Stored data:
* * * *
Issue #64, opened 2014-12-16
Supporting labeling for all basic charts


kanitw:
Just always put numbers outside like I add 28, 55 below (same for all bars — I’m just adding this by hand so I added only the first two.)

![vega_editor](https://cloud.githubusercontent.com/assets/111269/11292824/01a2310c-8f08-11e5-8c0a-53b613c63c11.png)
- [ ] try extending vega output for the “bar” example with another marks group for showing the label with some offset 
- [ ] modify the code (more details soon)
  - [ ] add `label` encoding channel to `channel.ts` and the schema
  - [ ] extend `marks.ts`

kanitw:
@willium   I actually start to think that this one might be a better to begin with.  :)  
Start with trying to see how to extend Vega spec first, more details about where do you have to extend the code will follow.  We can chat more tomorrow evening or next week if you’re around as well.

domoritz:
@kanitw just wondering what should happen if the bar goes all the way to the top. If the label is outside, we may have to change the layout.

kanitw:
@domoritz  That's a good corner case, but let will begin with putting it on the top / on the right first.  

- [ ] when axis `orient` is `top` or `right`
- [ ] maybe worth adding an option for location of the label (but we need to think very hard about how this works for other mark type as well)

willium:
@kanitw seems relatively straight forward -- To clarify, this is different than a tooltip in that you want the text to always show above __all__ bars  (or below, or on the sides depending orient) without hover. Essentially an extension of https://github.com/vega/vega/wiki/Tutorial#bar-chart-specification and the code that makes that work. 
So:
1) implement it in vega
2) write the vega-lite for it

@domoritz 
This text overflow case seems to be broken in the vega example https://github.com/vega/vega/wiki/Tutorial#bar-chart-specification as well 
![overflow text](https://cloud.githubusercontent.com/assets/356976/11318241/5281acf0-8ffe-11e5-9410-a0a6a49219cd.png)

kanitw:
@willium yep. You're right.  It's basically should be the same as "label" shelf in Tableau. 

I think currently Vega does not have a way to add additional offset to the scale when drawing domain from data, but this feature might come in handy in this case and #374
By this I mean, if the data ranges from [0, 100] if we can add property like `domain.upperBoundOffset` and thus main the scale's domain become [0, 120].  That might be useful.   But since we don't have it yet, let's not worry about it yet.

willium:
[...]

PR #897, opened 2015-12-26
[WIP] Bar Label

kanitw:
@willium let’s create a feature branch “1.x-label” so that we can merge label related stuff into this branch since we’re not sure if all labels will be done by the 1.0 release.


src/compiler/marks.ts
```diff
@@ -357,8 +357,53 @@ export namespace bar {
...
+    // - color support
+    // - container height/stretching consideration
+    // - consider defaults for offset
+
+    var l: any = {};
+    const orient = model.marksConfig('orient');
+
+    l.align = { value: (orient !== 'horizontal') ? "center" : "left" };
+
+    l.text = { field: model.has(LABEL) ? model.field(LABEL) : ((orient !== 'horizontal') ? model.field(Y) : model.field(X)) };
```
kanitw: if there is not `label` channel, this function would not be evaluated at all.   

See [this line](https://github.com/vega/vega-lite/blob/master/src/compiler/marks.ts#L104)

willium: right, I meant to try to pick up on whether or not the VL explicitly assigns a __field__ (see below) to the label, but you're right the way I wrote it is redundant. 

     "encoding": {
                "x": {"type": "quantitative", "field": "amount"},
                "y": {"type": "ordinal", "field": "category"},
                "label": {
                  "field": "amount",
                  "type": "quantitative"
                }
            }

willium:
I'm curious if you could point me to where I could pick up the model's colors (bg, where steelblue comes from, axes). I figure the labels are better default colored to the axes, though I imagine there might be an algorithm for finding the best color (you probably already have it implemented somewhere)

There are likely some bigger conversations to be had or that you've already had, but It'd be cool to work on some of the other labels and variations. 
Some thoughts I had:
- inset (negatively colored) labels could be cool, but would cause problems with stacked bars (unless there was a label inset for each stacked bar, but then you'd have a width/height limitation
- the fix you mentioned in your (comment about intelligently scaling the bounds)[https://github.com/vega/vega-lite/issues/64#issuecomment-158663494] probably wouldn't work for relative bar charts once they're maxed out to 100%
- it'd be cool to have a short hand for specific points in scatterplots: outliers, critical points and summary numbers, or intersections with line charts, but all these labels would probably look different and be more complicated than just a floating annotation

src/compiler/marks.ts
kanitw: If you look at `model.has()` in `Model.ts` -- `has` actually check existence of the field.   So we can be sure about that. 

(I start wondering if we should rename `has` to `hasField`..)

willium: ah you're right. I should've looked more closely. I wonder if there's a case for wanting to apply a label without being explicit with field. In the case of a bar chart with a quantitative variable and a ordinal/categorical variable, I can't imagine the label would be of anything but the quantitative var. Either way, totally makes sense, I'll remove that conditional.

kanitw:
> where I could pick up the model's colors (bg, where steelblue comes from, axes).

It's actually very simple.   If color channel is not mapped to a field, we draw value from `encoding.color.value`.  If `encoding.color.value` is not explicitly specified, we use the default value from [this line](https://github.com/vega/vega-lite/blob/master/src/schema/encoding.schema.ts#L74).  (`vl.schema.instantiate` uses `default` property in the schema to set default values for properties.) 


> - inset (negatively colored) labels could be cool, but would cause problems with stacked bars (unless there was a label inset for each stacked bar, but then you'd have a width/height limitation)

This is definitely a good thing to do in the future since there are many corner cases like you said. 
I think it's worth do labels for other mark types first before introducing advanced features for one mark type (bar).   

Other mark types will have complicated issues too, but maybe we can start with basic supports for all mark types before upgrading rules for each specific ones.  For example, scatterpoint's labels can lead to a lot of occlusion, but we might assume that the first version we are okay with occlusion.  In a later version, we can then introduce a Vega transform for hiding occluded labels.  

> the fix you mentioned in your [comment about intelligently scaling the bounds](https://github.com/vega/vega-lite/issues/64#issuecomment-158663494) probably wouldn't work for relative bar charts once they're maxed out to 100%

Good point.  In that case, we may just add offset and hope that Vega will support [padding at the group level soon](https://github.com/vega/vega/issues/472).   Once we have inset labels, we may be have relative bar charts use inset labels by default.  

> - it'd be cool to have a short hand for specific points in scatterplots: outliers, critical points and summary numbers, or intersections with line charts, but all these labels would probably look different and be more complicated than just a floating annotation

Yeah, these would be useful in the future, but is much more complicated to do now.  We have to implement Vega transforms for detecting outliers before we can highlight/visualize them.  

>  intersections with line charts
(I'm not sure what you mean "intersections with line charts" though)

kanitw:
FYI, I just added more comment about axis’s color in the comment above.

willium:
- [x] I fixed the conditional

Because the axis color is set by Vega, how should we handle the coloring of the label? I'm not sure if I can piggy back on some other logic (the grid perhaps?), or should write something more custom. Not sure what the desired behavior is either for labels.

I hardcoded in offsets of 6 because its the same as the grid offset, but wasn't sure if I should directly pull from that or not... Also, for the horizontal bars, the __l.dy__'s _mult_ and _band_ parameters don't seem to do anything. If I hardcode in half the grid offset as a y offset, it does the trick but -- I'm not sure we can be sure that the bar's widths are only 6, especially in such a hardcoded way. Is there something to _mult_ and _band_ not working that I should realize, or is that a bug? I'm not sure what numbers I can rely on in this case.

kanitw:
> Because the axis color is set by Vega, how should we handle the coloring of the label?

This is marks label, so we shouldn't worry too much about axis label.   That said, I think having label in black by default is a reasonable option.  We can then provide a set of label configs ( `config.label.<property>` for customizing marks property of the label marks and other label options).  
And maybe add a special `config.label.sameColorAsMark` to make the label use the same color as mark (no matter it's from `encoding.color.value` or `encoding.color.field`)

I just send a PR to provide scaffolding for `config.label`.  

> I hardcoded in offsets of 6
Eventually we might add `config.label.offset` as part of `config.label`.  
we might try to add label for other mark type first -- just to see if they can share same set of config properties? 

> I hardcoded in offsets of 6 because its the same as the grid offset, but wasn't sure if I should directly pull from that or not.

I'm changing gridOffset to 0 and they are different things -- so definitely not! 

>  l.dy's mult and band parameters don't seem to do anything
Maybe @arvind  will know better about this.

src/compiler/marks.ts
```diff
@@ -357,8 +357,48 @@ export namespace bar {
...
+      l.y.offset = 3;
+      l.dy = {
+        scale: model.scale(Y),
+        band: true,
+        mult: 0.5
+      }
+    }
+
+    // fill
+    extend(l, colorMixins(model));
```
willium: `applyColorAndOpacity(l, model)`

src/compiler/marks.ts
```diff
@@ -357,8 +357,48 @@ export namespace bar {
...
 
   export function labels(model: Model) {
-    // TODO(#64): fill this method
-    return undefined;
+    // TODO(#64):
+    // - adjust for container bounds
+    // - consider defaults for offset and color
+
+    var l: any = {};
+    const orient = model.marksConfig('orient');
```
willium: model.config().mark.orient

kanitw:
@willium 

A few notes from today’s discussion 
- VL’s bar use `xc` and `width` instead of  `x` and `x2` with offset.  
- We talked about reactive geometry, which means you can drive mark with another mark like shown in the [text group in the group bar example](http://vega.github.io/vega-editor/?mode=vega&spec=grouped_bar).    There is no doc for reactive geometry yet but the note in https://github.com/vega/vega/issues/497 should be useful.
* * * *
[TASK BRIEF]
Please output an exact copy of the lines above, from the opening line of the data down to the line that contains "This text overflow".

[RESPONSE TO THE TASK]
Issue #64, opened 2014-12-16
Supporting labeling for all basic charts


kanitw:
Just always put numbers outside like I add 28, 55 below (same for all bars — I’m just adding this by hand so I added only the first two.)

![vega_editor](https://cloud.githubusercontent.com/assets/111269/11292824/01a2310c-8f08-11e5-8c0a-53b613c63c11.png)
- [ ] try extending vega output for the “bar” example with another marks group for showing the label with some offset 
- [ ] modify the code (more details soon)
  - [ ] add `label` encoding channel to `channel.ts` and the schema
  - [ ] extend `marks.ts`

kanitw:
@willium   I actually start to think that this one might be a better to begin with.  :)  
Start with trying to see how to extend Vega spec first, more details about where do you have to extend the code will follow.  We can chat more tomorrow evening or next week if you’re around as well.

domoritz:
@kanitw just wondering what should happen if the bar goes all the way to the top. If the label is outside, we may have to change the layout.

kanitw:
@domoritz  That's a good corner case, but let will begin with putting it on the top / on the right first.  

- [ ] when axis `orient` is `top` or `right`
- [ ] maybe worth adding an option for location of the label (but we need to think very hard about how this works for other mark type as well)

willium:
@kanitw seems relatively straight forward -- To clarify, this is different than a tooltip in that you want the text to always show above __all__ bars  (or below, or on the sides depending orient) without hover. Essentially an extension of https://github.com/vega/vega/wiki/Tutorial#bar-chart-specification and the code that makes that work. 
So:
1) implement it in vega
2) write the vega-lite for it

@domoritz 
This text overflow case seems to be broken in the vega example https://github.com/vega/vega/wiki/Tutorial#bar-chart-specification as well 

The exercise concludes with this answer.